Marketing is, by its very nature, very guilty of “rebranding” old ideas and selling them as new ones.
So it seems that, while online media is creating new ways to reach and sell to consumers every day, traditional marketing and advertising is ever more desperate to reinvent and rejuvenate its techniques to keep up.
In recent years this has given rise to Experiential Marketing – these are usually real world events, exhibits or installations which are linked to a product or service brand and increase awareness of it through creative, novel or attention grabbing means.
Sounds familiar doesn’t it?
But is Experiential Marketing just the new buzz term to describe the traditional PR stunt? Well actually, in this case, probably not – but the only easy way to describe the difference between the two is by providing examples – so here goes:
Red Bull Stratos Jump
The whole world knew about it when Felix Baumgartner took Red Bull’s specially constructed Stratos balloon into the upper reaches of our atmosphere to conduct the highest skydive in the history of… jumping off things…
The truth is that Red Bull are the masters of this type of publicity, adopting the unique approach of not just sponsoring events but of owning them outright.
Rather than paying for a few decals on a Williams F1 car, they create their own highly successful F1 cars and team, rather than sponsoring an air show, they created the death defying Red Bull air race. Surprisingly these approaches are not only FAR more effective than conventional sponsorship, they are actually cheaper and can generate their own revenue streams. However, while Red Bull’s marketing is unique and highly effective, it is not Experiential marketing – at no point are the audience introduced to the product or experience itself, just something exciting and attention-grabbing with their name and branding attached. So it is fair to say that Red Bull’s efforts, for all their innovation, still stick closely to the traditional Publicity Stunt model.
Lyles Golden Syrup Porridge Dispensers:
This was a very clever installation set up in main train stations around the UK which dispensed golden syrup flavoured porridge to hungry commuters.
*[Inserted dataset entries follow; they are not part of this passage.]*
PR #3568, opened 2025-07-27
Scripts: Modernize Python 2 code to get ready for Python 3

cclauss:
% `ruff check Scripts | grep SyntaxError`
% `uvx --python=3.12 --from=future futurize --stage1 --write <files with SyntaxErrors>`

https://docs.astral.sh/ruff
https://github.com/PythonCharmers/python-future


tpwrules:
Do note that Mission Planner uses IronPython rather than CPython. Python 3 is still a very new thing for that AFAIK.

PR #3574, opened 2025-08-17
FlightPlanner.cs: Warn operator about zero altitude in a WP

EosBandi:
It seems that it is still not common knowledge that 0 alt in WP means no altitude change. I got some crash reports from users who generate missions in other platforms and use them from Mission Planner.


GCSViews/FlightPlanner.cs
```diff
@@ -705,6 +705,18 @@ public void BUT_write_Click(object sender, EventArgs e)
                         }
                     }
                 }
+                ushort cmdtochk = getCmdID(Commands.Rows[a].Cells[Command.Index].Value.ToString());
+                //Check for zero alttitude
+                if (cmdtochk == (ushort)MAVLink.MAV_CMD.WAYPOINT &&
+                    double.Parse(Commands[Alt.Index, a].Value.ToString()) == 0)
+                {
+                    if (DialogResult.OK != Common.MessageShowAgain("Zero Altitude Warning",
+                        "WP#" + (a + 1) + " has zero altitude, this means no altitude change! Do you want to continue or cancel wp upload ?",
```
robertlong13: I'd add a hint that if they really want 0 altitude, they should write a small value like 0.01.

GCSViews/FlightPlanner.cs
```diff
@@ -1955,6 +1967,18 @@ public void but_writewpfast_Click(object sender, EventArgs e)
                         }
                     }
                 }
+                ushort cmdtochk = getCmdID(Commands.Rows[a].Cells[Command.Index].Value.ToString());
+                //Check for zero alttitude
+                if (cmdtochk == (ushort)MAVLink.MAV_CMD.WAYPOINT &&
+                    double.Parse(Commands[Alt.Index, a].Value.ToString()) == 0)
+                {
+                    if (DialogResult.OK != Common.MessageShowAgain("Zero Altitude Warning",
```
robertlong13: Minor nit: I'd break the warning out into a function so they warning messages don't get out of sync if someone changes them and doesn't realize there's another one.

GCSViews/FlightPlanner.cs
EosBandi: Done.

GCSViews/FlightPlanner.cs
EosBandi: Also done

PR #3582, opened 2025-09-03
My button : add default value to TextColorNotEnabled

Godeffroy:
When creating a custom button based on MyButton, there is unecessary code for TextColorNotEnabled.
By adding the defaut value into the base code, it's not longer generated.
Remove this properties when the default value is used in every files.

Remove properties BGGradBot BGGradTop Outline TextColor because it's the default values.


Godeffroy (commented):
Update with master branch

PR #3605, opened 2025-10-26
add support for kml groundoverlay rendering

meee1:


GCSViews/FlightPlanner.cs
```diff
@@ -5193,6 +5193,198 @@ private void processKML(Element Element, Document root = null)
                     }
                 }
             }
+            else if (Element is GroundOverlay)
+            {
+                // has groundoverlay
+                var go = (GroundOverlay)Element;
+                var file = go.Icon?.Href?.ToString();
+                var latlonbox = go.GXLatLonQuad;
```
robertlong13, line 5201: We should support KMLs that don't use GXLatLonQuad, and instead use simple bounds (since that's what GoogleEarthPro uses by default). I was going to suggest a patch, but then noticed that I'd also need to account for the rotation parameter, which makes things messier, and it should also need to handle antimeridian crossing. We need to add a rather long helper function somewhere to convert LatLonBox to LatLonQuad.

At the very least, we should warn the user that we only support LatLonQuad images instead of silently failing.

robertlong13 (changes requested):

GCSViews/FlightPlanner.cs
robertlong13: [Test.zip](https://github.com/user-attachments/files/23174067/Test.zip)

meee1: the requirement for this came from atak. and is confirmed working in that context

meee1: Image

interesting options  "convert to latlonquad"

robertlong13: Correct, it's possible to convert them in Google Earth, and I tested that works fine. If that's all we want to support (which is where I lean; it's a messy pain in the ass to convert on our side), then we should pop up and tell the user to use LatLonQuad.

PR #446, opened 2019-11-05
Drop separate node for message service

mikepurvis:
An effort to eliminate the separate and trivial "message info" node from `rosserial_server`, by embedding the Python interpreter itself and accessing message md5sum and full_text attributes that way.

Motivation is that we were having issues with 5 seconds not being a long enough wait for the service to become available, resulting in bags without the full_text attribute stored (which `rosbag` then complains about).

FYI @dlguo-cpr


zeroMG (commented):
LGTM

dlguo-cpr:
LGTM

However, it would only do so if the commuter smiled into the units facial recognition camera – thus capitalising on the “Smile it’s Tate and Lyle” slogan and adding a unique quirk to the traditional free sample concept.
Although this quirk, the location and the eye-catching unit itself, were attention grabbing enough to be considered publicity stunts, the fact that the user has to actively engage with the unit, gets to directly try out the product itself and physically participates in recreating the company’s slogan, this is, in every sense of the term, experiential marketing.